TASK TO COMPLETE: Which lines in the records below contain the word "with"? Report each of them.

AVAILABLE DATA:
PR #23083, opened 2026-08-24
feat(route): add 35mmc

IvanWng97:

N/A

```routes
/35mmc
/35mmc/5-frames-with
```

- [x] New Route / 新的路由
    - [x] Parsed / 可以解析
- [ ] `Puppeteer`

## Note / 说明

The official feed (`35mmc.com/feed`) only carries excerpts. This route reads the WordPress REST API and returns the full post with all images, featured image, author and categories, optionally filtered by category slug.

TASK SOLUTION:
/35mmc/5-frames-with
The official feed (`35mmc.com/feed`) only carries excerpts. This route reads the WordPress REST API and returns the full post with all images, featured image, author and categories, optionally filtered by category slug.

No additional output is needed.